Hairy Games… Or Rather Hair in Games

Posted: February 12, 2012 in INFR 2350
Tags: , , ,

With my anticipation of going out and purchasing the new release of Final Fantasy XII-2 when I have free time, it reminds me of a very important aspect of making a game look realistic. Hair. I’ve always associated with gorgeous pre-rendered cutscenes to the Final Fantasy series, even their feature length film Final Fantasy VII:  Advent Children. I’ve always wondered what it was that made the characters look so good, and of course, I realize now it is hair!

We have a lot of hair, how can we approach creating and rendering hair? Do we render every single strand of hair?

Yes and no, there are several different approaches to rendering hair. Theoretically you could render every single strand of hair, but that would be highly inefficient and would take a lot of processing power. But now with better technology, we are able to render better looking characters. I will be discussing briefly on one of many approaches to rendering hair, since I’m not an expert.

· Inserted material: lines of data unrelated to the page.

PR #183, opened 2016-12-22
Added include_headers param in get_results method

tanishgupta1:
This param will add headers on results if its true.

### DIFF
--- a/bin/qds.py
+++ b/bin/qds.py
@@ -45,8 +45,8 @@ usage_str = (
     "    run [cmd-specific-args .. ] : submit cmd & wait. print results\n"
     "    check <id> : print the cmd object for this id\n"
     "    cancel <id> : cancels the cmd with this id\n"
-    "    getresult <id> <enable_header>: id -> get the results for the cmd with this id\n"
-    "                                    enable_header -> to include headers in results(true/false)\n"
+    "    getresult <id> <include_header>: id -> get the results for the cmd with this id\n"
+    "                                     include_header -> to include headers in results(true/false)\n"
     "    getlog <id> : get the logs for the cmd with this id\n"
     "\nCluster subcommand:\n"
     "  cluster <action>\n"
@@ -117,7 +117,7 @@ def submitaction(cmdclass, args):
 def _getresult(cmdclass, cmd, args=[]):
     if Command.is_success(cmd.status):
         log.info("Fetching results for %s, Id: %s" % (cmdclass.__name__, cmd.id))
-        cmd.get_results(sys.stdout, delim='\t', arguments=args)
+        cmd.get_results(sys.stdout, delim='\t', qlog=cmd.qlog, arguments=args)
         return 0
     else:
         log.error("Cannot fetch results - command Id: %s failed with status: %s" % (cmd.id, cmd.status))
--- a/bin/qds.py
+++ b/bin/qds.py
@@ -16,6 +16,7 @@ from qds_sdk.app import AppCmdLine
 from qds_sdk.nezha import NezhaCmdLine
 from qds_sdk.user import UserCmdLine
 from qds_sdk.template import TemplateCmdLine
+from qds_sdk.sensors import *
 
 import os
 import sys
@@ -35,6 +36,11 @@ CommandClasses = {
     "dbexportcmd": DbExportCommand,
     "dbimportcmd": DbImportCommand,
     "prestocmd": PrestoCommand
+}
+
+SensorClasses = {
+    "filesensor": FileSensor,
+    "partitionsensor": PartitionSensor
 }
 
 usage_str = (
@@ -87,7 +93,9 @@ usage_str = (
     "\nNezha subcommand:\n"
     "  nezha --help\n"
     "\nUser subcommad:\n"
-    "  user --help\n")
+    "  user --help\n"
+    "\nSensor subcommand:\n"
+    " <filesensor|partitionsensor> --help\n")
 
 
 def usage(parser=None):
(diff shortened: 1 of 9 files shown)


bin/qds.py
```diff
@@ -45,7 +45,8 @@
     "    run [cmd-specific-args .. ] : submit cmd & wait. print results\n"
     "    check <id> : print the cmd object for this id\n"
     "    cancel <id> : cancels the cmd with this id\n"
-    "    getresult <id> : get the results for the cmd with this id\n"
+    "    getresult <id> <enable_header>: id -> get the results for the cmd with this id\n"
+    "                                    enable_header -> to include headers in results(true/false)\n"
     "    getlog <id> : get the logs for the cmd with this id\n"
```
msumit: `enable_headers` doesn't sound correct.. u can keep it `include_headers` only..

bin/qds.py
```diff
@@ -113,10 +114,10 @@ def submitaction(cmdclass, args):
         return 0
 
 
-def _getresult(cmdclass, cmd):
+def _getresult(cmdclass, cmd, args=[]):
```
msumit: use `kwargs` ie a hash instead of an array..

bin/qds.py
```diff
@@ -156,9 +157,12 @@ def cancelaction(cmdclass, args):
 
 
 def getresultaction(cmdclass, args):
-    checkargs_id(args)
+    if len(args) > 2:
+        sys.stderr.write("expecting not more than 2 arguments\n")
+        usage()
+
```
msumit: no need of this check, once u make args a hash

qds_sdk/commands.py
```diff
@@ -212,7 +212,11 @@ def get_results(self, fp=sys.stdout, inline=True, delim=None, fetch=True):
 
         conn = Qubole.agent()
 
-        r = conn.get(result_path, {'inline': inline})
+        enable_header = "false"
+        if len(arguments) == 1:
+            enable_header = arguments.pop(0)
```
msumit: no a good way to accept parameters.. make args a hash..

tests/test_command.py
```diff
@@ -5,7 +5,7 @@
     import unittest
 else:
     import unittest2 as unittest
-from mock import Mock
+from mock import *
```
msumit: why this change needed?

tanishgupta1: call function was not declared which is present in mock , so included * to solve all dependencies. Same thing is done on test_actions.py to solve this.

bin/qds.py
tanishgupta1: Looked into it.We can't pass hash here as its a single command line argument although it can be converted to hash internally but then we have create new function by converting single line arguments to hash . We generally use hash where we we use optparser or argumentparser and in return we get hash which is not the case here.

bin/qds.py
tanishgupta1: same as above.

qds_sdk/commands.py
tanishgupta1: same as above.

msumit:
lgtm

qds_sdk/cluster.py
```diff
@@ -737,6 +744,7 @@ def set_ec2_settings(self,
         self.ec2_settings['vpc_id'] = vpc_id
         self.ec2_settings['subnet_id'] = subnet_id
         self.ec2_settings['role_instance_profile'] = role_instance_profile
+        self.ec2_settings['master_elastic_ip'] = master_elastic_ip
```
harshshah87: NIT: Can you add the setting description to the above Kwargs text.

qds_sdk/commands.py
```diff
@@ -212,7 +212,11 @@ def get_results(self, fp=sys.stdout, inline=True, delim=None, fetch=True):
 
         conn = Qubole.agent()
 
-        r = conn.get(result_path, {'inline': inline})
+        include_header = "false"
+        if len(arguments) == 1:
+            include_header = arguments.pop(0)
```
harshshah87: Can we have a validation here= > include_header in ["true","false"]

bin/qds.py
```diff
@@ -113,10 +114,10 @@ def submitaction(cmdclass, args):
         return 0
 
 
-def _getresult(cmdclass, cmd):
+def _getresult(cmdclass, cmd, args=[]):
     if Command.is_success(cmd.status):
         log.info("Fetching results for %s, Id: %s" % (cmdclass.__name__, cmd.id))
-        cmd.get_results(sys.stdout, delim='\t')
+        cmd.get_results(sys.stdout, delim='\t', qlog=cmd.qlog, arguments=args)
```
tanishgupta1: cmd is the object which is returned when we run the command. So qlog is one of the attribute of that object same like cmd.status in above condition.

qds_sdk/cluster.py
tanishgupta1: I think this is not my change. Have to merge latest unreleased branch to this.

qds_sdk/commands.py
```diff
@@ -1065,6 +1076,8 @@ class DbImportCommand(Command):
                          help="Can be 1 for Hive export or 2 for HDFS/S3 export")
     optparser.add_option("--hive_table", dest="hive_table",
                          help="Mode 1: Name of the Hive Table from which data will be exported")
+    optparser.add_option("--hive_serde", dest="hive_serde",
```
tanishgupta1: same above this is not my change. Its due to merge issue.

qds_sdk/commands.py
tanishgupta1: done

Pre-Rendered Scenes in Final Fantasy VII, notice the block hair.

Pre-rendered scene from Final Fantasy XIII-II, notice the actual hair that is rendered versus a block of hair.

So how do we get it to look all pretty and stuff?

The approach I will be discussing a slightly dated, but was found through an ATI presentation. This hair rendering technique uses a polygonal hair model. Then by applying shaders it creates a realistic looking hair model.

The shader used is a mix of Kajiya-Kay-hair shading model and Marschner’s model presented at SIGGRAPH 2003. The technique uses a simple approximate depth-sorting scheme as well, so this is a simple approach to rendering hair.

The reason for choosing a polygonal model over a line model for hair is because it has a lower geometric complexity which helps depth sorting faster.

What is the Kajiya-Kay Model?

It is a lighting model for anisotropic strands where the hair strands tangent is used instead of the normal in lighting equations. The hair normal is assumed to lay in a plane spanned by the tangent and view vector (V):

What is the Marschner Model?

It is the model for scattering properties of hair. It mainly discusses the primary specular highlight is towards hair tips, while secondary specular highlights are colored and shifted towards hair roots. “Sparkly” hair is the result of the secondary specular highlighting. The math for this model is very complex, so developers will often just try to match these properties visually.

Are there any textures for hair?

Yes, a common texture for hair is stretched out noise. Randomly generated noise in top to bottom line pattern.There is also alpha textures to show where the hair is opaque and translucent. Examples of the textures:

How do the shaders work for hair rendering?

There are both vertex and pixel shaders being used for hair rendering. The role of vertex shaders are to pass down tangent, normal, view vectors, light vectors, and ambient occlusion terms. While the pixel shader is responsible for diffuse lighting using the Kaijya-Kay model, two shifted specular highlights for the hair, and combining the terms.

What all this means is, an ambient occlusion, diffuse term, and specular term are all created by the shaders and combined into a final product:

Hair requires depth sorting:

Depth sorting is needed to draw the hair in back-to-front order to give the hair a look of depth/correct alpha blending. It uses a static index buffer that goes from the inside to outside order, maintaining the back-to-front order of drawing the hair. This lets the program load the patches of hair created and is drawn in order on screen. Not every hair is individually drawn.

What is the rendering pipeline/scheme?

There are 3 passes with this technique to create the final product.

Pass 1 deals with opaque parts of the hair.

Pass 2 deals with transparent back-facing parts

Pass 3 deals with transparent front-facing parts

This sounds pretty easy, why doesn’t everyone use this technique?

The reason is that this technique has cons some developers do not like. It also may not be complex enough to give a desired output. Pros of this technique are low geometric complexity so this allows the vertex engine to run faster (less load) and makes depth sorting faster when drawing hair back-to-front. This approach also allows applications to be run on lower-end hardware using simpler shaders or fixed-function pipelines.

Cons for this approach on the other hand are that this approach is assuming there is close to no animation for the hair model. Hair blowing in the wind or ponytails need to be dealt with separately. This approach is also not suitable for all hairstyles. It is more suited for simple, “flatter” hair styles. Not ones with hair sticking out in peculiar patterns like Cloud from Final Fantasy VII. Nothing too extreme now.

There are ways to optimize this technique for better performance, but I have no been able to grasp it all. But don’t think that this is the only approach to creating hair in 3D computer graphics. There are many new and improved techniques, as well as old and outdated ones. Whatever approach suites the needs for an application can be used.